EXTRACTED INFORMATION:

PR #320, opened 2026-09-11
Inspect collection processing coverage and quality

salmonumbrella:
See which documents in an import collection are searchable and inspect its file types, sizes, dates, duplicates, and empty files without exporting it. Processing details load when you inspect quality, so you can browse collections even when processing data is incomplete.

Coverage follows each document's current version and the selected processing profile. It distinguishes complete, partial, failed, unprocessed, and no-text output, shows missing configuration separately, and retains searchable output after a failed retry.

Select extensions, media types, or media families to open a query draft scoped to that collection. Suggestions leave live results unchanged; **Run query** remains unavailable. Large or interrupted quality reads return an error instead of partial totals.

Collection quality for a synthetic import, with unavailable processing shown separately

A quality suggestion opens a collection-scoped query draft and passes validation


wesm:
rebasing

PR #321, opened 2026-09-11
Open consistent, bounded query snapshots

salmonumbrella:
Page through query results while their rows, totals, and facets stay fixed as documents change. The snapshot API supports forward and backward paging, duplicate filters, and processing coverage.

Snapshots belong to the requesting session, hold up to 250,000 rows, and expire after 15 minutes idle or 30 minutes total. Restarting the daemon clears them. An unavailable snapshot returns an explicit error; paging never silently reruns a live search.

Saved-query runs require the inspected definition revision and record totals and changes from the previous run. Those records survive backup and restore; cached rows remain temporary.

Semantic and hybrid queries and relevance ordering remain unsupported. The browser query editor still validates drafts without displaying snapshot pages.


wesm:
rebasing

PR #5035, opened 2022-09-23
Add: return sendPayment response to webln.sendPayment call

bumi:
Currently BlueWallet does not return the preimage on the webln.sendPayment calls. This breaks implementations that wait for the response and also use the preimage to validate payments.
This change tries to add the response similar to the makeInvoice call currently does.

### DIFF
--- a/screen/lnd/browser.js
+++ b/screen/lnd/browser.js
@@ -44,12 +44,15 @@ var webln = {
     });
   },
   sendPayment: function (paymentRequest) {
-    window.ReactNativeWebView.postMessage(JSON.stringify({ sendPayment: paymentRequest }));
+    var id = Math.random(); // eslint-disable-line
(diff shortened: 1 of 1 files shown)


Overtorment:
is this still being worked on?
who even uses webln these days?

bumi:
> who even uses webln these days?

guess that means there is no interest in doing it properly by BlueWallet? 
I can understand that there was not much adoption at the time when you had added it - it was a bit too early I guess.
But there is a growing community around webln (new websites: https://webbtc.dev/webln + https://www.webln.guide/ ).
webln enables features and UX that otherwise would not be possible. 

I had started this PR to make the webln.sendPayment call usable in BlueWallet (without return value it is mostly useless).
But I failed to run the app in dev mode and did not have enough time to learn how to run it locally in a simulator to properly test this change. 

maybe somebody else could help? - If BlueWallet has an interest in keeping the lapp browser - otherwise better remove it, because as of now it is half broken.

Overtorment:
is webln dead yet..?

PR #5101, opened 2022-10-11
Test ldk patch

Overtorment:


Overtorment:
ios failed with 


```

warning: Run script build phase 'Bundle React Native code and images' will be run during every build because it does not specify any outputs. To address this warning, either add output dependencies to the script phase, or configure it to run in every build by unchecking "Based on dependency analysis" in the script phase. (in target 'BlueWallet' from project 'BlueWallet')
warning: Run script build phase 'Upload source maps to Bugsnag' will be run during every build because it does not specify any outputs. To address this warning, either add output dependencies to the script phase, or configure it to run in every build by unchecking "Based on dependency analysis" in the script phase. (in target 'BlueWallet' from project 'BlueWallet')
warning: Run script build phase 'Upload Bugsnag dSYM' will be run during every build because it does not specify any outputs. To address this warning, either add output dependencies to the script phase, or configure it to run in every build by unchecking "Based on dependency analysis" in the script phase. (in target 'BlueWallet' from project 'BlueWallet')
/Users/runner/work/1/s/ios/BlueWallet.xcodeproj: warning: The iOS deployment target 'IPHONEOS_DEPLOYMENT_TARGET' is set to 10.0, but the range of supported deployment target versions is 11.0 to 16.0.99. (in target 'TodayExtension' from project 'BlueWallet')
warning: Run script build phase 'Upload Bugsnag dSYM' will be run during every build because it does not specify any outputs. To address this warning, either add output dependencies to the script phase, or configure it to run in every build by unchecking "Based on dependency analysis" in the script phase. (in target 'WidgetsExtension' from project 'BlueWallet')
** ARCHIVE FAILED **


The following build commands failed:
	CompileSwift normal arm64 /Users/runner/work/1/s/node_modules/rn-ldk/ios/RnLdk.swift (in target 'rn-ldk' from project 'Pods')
	SwiftCompile normal arm64 Compiling\ RnLdk.swift /Users/runner/work/1/s/node_modules/rn-ldk/ios/RnLdk.swift (in target 'rn-ldk' from project 'Pods')
(2 failures)
##[error]Error: /usr/bin/xcodebuild failed with return code: 65
```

WHAT YOU SHOULD DO: Reproduce every line of the data verbatim.

EXERCISE ANSWER:
PR #320, opened 2026-09-11
Inspect collection processing coverage and quality

salmonumbrella:
See which documents in an import collection are searchable and inspect its file types, sizes, dates, duplicates, and empty files without exporting it. Processing details load when you inspect quality, so you can browse collections even when processing data is incomplete.

Coverage follows each document's current version and the selected processing profile. It distinguishes complete, partial, failed, unprocessed, and no-text output, shows missing configuration separately, and retains searchable output after a failed retry.

Select extensions, media types, or media families to open a query draft scoped to that collection. Suggestions leave live results unchanged; **Run query** remains unavailable. Large or interrupted quality reads return an error instead of partial totals.

Collection quality for a synthetic import, with unavailable processing shown separately

A quality suggestion opens a collection-scoped query draft and passes validation


wesm:
rebasing

PR #321, opened 2026-09-11
Open consistent, bounded query snapshots

salmonumbrella:
Page through query results while their rows, totals, and facets stay fixed as documents change. The snapshot API supports forward and backward paging, duplicate filters, and processing coverage.

Snapshots belong to the requesting session, hold up to 250,000 rows, and expire after 15 minutes idle or 30 minutes total. Restarting the daemon clears them. An unavailable snapshot returns an explicit error; paging never silently reruns a live search.

Saved-query runs require the inspected definition revision and record totals and changes from the previous run. Those records survive backup and restore; cached rows remain temporary.

Semantic and hybrid queries and relevance ordering remain unsupported. The browser query editor still validates drafts without displaying snapshot pages.


wesm:
rebasing

PR #5035, opened 2022-09-23
Add: return sendPayment response to webln.sendPayment call

bumi:
Currently BlueWallet does not return the preimage on the webln.sendPayment calls. This breaks implementations that wait for the response and also use the preimage to validate payments.
This change tries to add the response similar to the makeInvoice call currently does.

### DIFF
--- a/screen/lnd/browser.js
+++ b/screen/lnd/browser.js
@@ -44,12 +44,15 @@ var webln = {
     });
   },
   sendPayment: function (paymentRequest) {
-    window.ReactNativeWebView.postMessage(JSON.stringify({ sendPayment: paymentRequest }));
+    var id = Math.random(); // eslint-disable-line
(diff shortened: 1 of 1 files shown)


Overtorment:
is this still being worked on?
who even uses webln these days?

bumi:
> who even uses webln these days?

guess that means there is no interest in doing it properly by BlueWallet? 
I can understand that there was not much adoption at the time when you had added it - it was a bit too early I guess.
But there is a growing community around webln (new websites: https://webbtc.dev/webln + https://www.webln.guide/ ).
webln enables features and UX that otherwise would not be possible. 

I had started this PR to make the webln.sendPayment call usable in BlueWallet (without return value it is mostly useless).
But I failed to run the app in dev mode and did not have enough time to learn how to run it locally in a simulator to properly test this change. 

maybe somebody else could help? - If BlueWallet has an interest in keeping the lapp browser - otherwise better remove it, because as of now it is half broken.

Overtorment:
is webln dead yet..?

PR #5101, opened 2022-10-11
Test ldk patch

Overtorment:


Overtorment:
ios failed with 


```

warning: Run script build phase 'Bundle React Native code and images' will be run during every build because it does not specify any outputs. To address this warning, either add output dependencies to the script phase, or configure it to run in every build by unchecking "Based on dependency analysis" in the script phase. (in target 'BlueWallet' from project 'BlueWallet')
warning: Run script build phase 'Upload source maps to Bugsnag' will be run during every build because it does not specify any outputs. To address this warning, either add output dependencies to the script phase, or configure it to run in every build by unchecking "Based on dependency analysis" in the script phase. (in target 'BlueWallet' from project 'BlueWallet')
warning: Run script build phase 'Upload Bugsnag dSYM' will be run during every build because it does not specify any outputs. To address this warning, either add output dependencies to the script phase, or configure it to run in every build by unchecking "Based on dependency analysis" in the script phase. (in target 'BlueWallet' from project 'BlueWallet')
/Users/runner/work/1/s/ios/BlueWallet.xcodeproj: warning: The iOS deployment target 'IPHONEOS_DEPLOYMENT_TARGET' is set to 10.0, but the range of supported deployment target versions is 11.0 to 16.0.99. (in target 'TodayExtension' from project 'BlueWallet')
warning: Run script build phase 'Upload Bugsnag dSYM' will be run during every build because it does not specify any outputs. To address this warning, either add output dependencies to the script phase, or configure it to run in every build by unchecking "Based on dependency analysis" in the script phase. (in target 'WidgetsExtension' from project 'BlueWallet')
** ARCHIVE FAILED **


The following build commands failed:
	CompileSwift normal arm64 /Users/runner/work/1/s/node_modules/rn-ldk/ios/RnLdk.swift (in target 'rn-ldk' from project 'Pods')
	SwiftCompile normal arm64 Compiling\ RnLdk.swift /Users/runner/work/1/s/node_modules/rn-ldk/ios/RnLdk.swift (in target 'rn-ldk' from project 'Pods')
(2 failures)
##[error]Error: /usr/bin/xcodebuild failed with return code: 65
```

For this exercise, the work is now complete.